PC Users Bible
In the early days of personal computers, the graphics controller received nothing but text elements-letters, numbers, and a few other odd characters and symbols-so it didn't have much work to do. If you've been working with computers for a while, you might remember those old monochrome monitors that displayed everything in green or white or orange on a black background.
When color monitors and graphical user interfaces like Windows came along, the CPU suddenly had to handle a lot more graphics information. So accelerators were introduced that could offload much of that burden from the CPU. Instead of sending the graphics controller every detail of every pixel, an accelerator card already knew, for example, what many elements of a window looks like; the device driver would tell the accelerator, "Place a window in this location, with this information inside." The accelerator would then draw the window. This allowed the CPU to devote more of its time to other activities, while the video accelerator created images for the monitor far more quickly.
Today, Windows and other modern operating systems send much more complex data to the video subsystem, including text in a variety of typefaces, windows, icons and other graphic elements, still pictures, and moving images with thousands of shades of color and even the illusion of three dimensions on a flat screen. As the graphics controller has taken over more and more processing from the CPU, it has evolved into a second small computer system that assists the main processor. Graphics controllers have become a specialized part of the larger computer industry, dominated by a small handful of companies.
Figure 10.1 shows how a video controller moves graphic information from the computer's CPU to the display monitor. Like the computer's motherboard, the graphics card has a BIOS that contains instructions and timing information and also tests the card's inputs, outputs, and onboard memory in response to an instruction from the system BIOS. The graphics processor receives information from the computer's chipset and uses the BIOS settings to convert that information to a video image. After the operating system begins, the video device driver takes over control of the image from the BIOS.
If the controller is connected to an analog monitor, the video image passes through a digital-to-analog converter (a DAC or RAMDAC) on its way to the monitor. If the controller is connected to a digital monitor, the image goes directly to the monitor through a DV-I (digital video interactive) interface. Like the computer's CPU, the graphics controller uses RAM on the graphics card to hold incoming information from the CPU before the graphics processor can work on it and outbound images on the way to the monitor.
The monitor renews the on-screen image 60 or more times per second, but the graphics controller produces pixels more quickly than that, so the controller stores both the current image and the image under construction in part of the RAM mounted on the video card. The portion of video RAM that holds completed images is called the frame buffer.

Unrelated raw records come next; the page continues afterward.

PR #3563, opened 2023-10-22
[Python] Test printing unicode characters

dbrattli:
- Print unicode character to make sure printing does not blow up
- Code cleanup and formatting

### DIFF
--- a/src/fable-library-py/fable_library/time_span.py
+++ b/src/fable-library-py/fable_library/time_span.py
@@ -146,6 +146,7 @@ def to_string(ts: timedelta, format: str = "c", _provider: Any | None = None) ->
 __all__ = [
     "create",
     "to_milliseconds",
+    "to_string",
     "from_ticks",
     "from_milliseconds",
     "from_hours",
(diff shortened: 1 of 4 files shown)


TheAngryByrd:
Well one thing I just noticed is there doesn't seem to be any python tests actually running on the windows runs

image

MangelMaxime:
If they don't run there are no errors, so it means that it works 😏

More seriously, I have PR testing a fix for the Python tests on windows here #3569 

Waiting for it to run and will merge it if all is fine.

TheAngryByrd:
While it doesn't [show the character](https://github.com/fable-compiler/Fable/actions/runs/6644757140/job/18054573658#step:10:33) it doesn't seem to blow up. Puzzling.

MangelMaxime:
@dbrattli Which formatter are you using for Python code?

This is so I can install it on my machine too when contributing to the python code.

dbrattli:
@MangelMaxime I'm using `ruff format`, https://github.com/astral-sh/ruff#usage

MangelMaxime:
Ok thank you @dbrattli.

I think one of the next thing I want to add to the repo is auto format of the different source code when possible, just so we all write the same things. And it will also clean up some of the files who use odd formatting rules

dbrattli:
@MangelMaxime I'll open an issue on this topic so we can discuss more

Like the computer's CPU, video processors can handle data at very high speeds, which often produces a lot of heat on the surface of the processor chip. Therefore, most graphics controllers have heat sinks and fans to move heated air away from the surface of the printed circuit card. Unfortunately, the fans on many graphics cards are louder than CPU fans, so the video card is often one of the noisiest components inside the computer. If this is a problem in your office or home, you can replace the fan with a silent heat sink that uses copper fins or a heat pipe, like the ones made by Zalman and Thermaltake.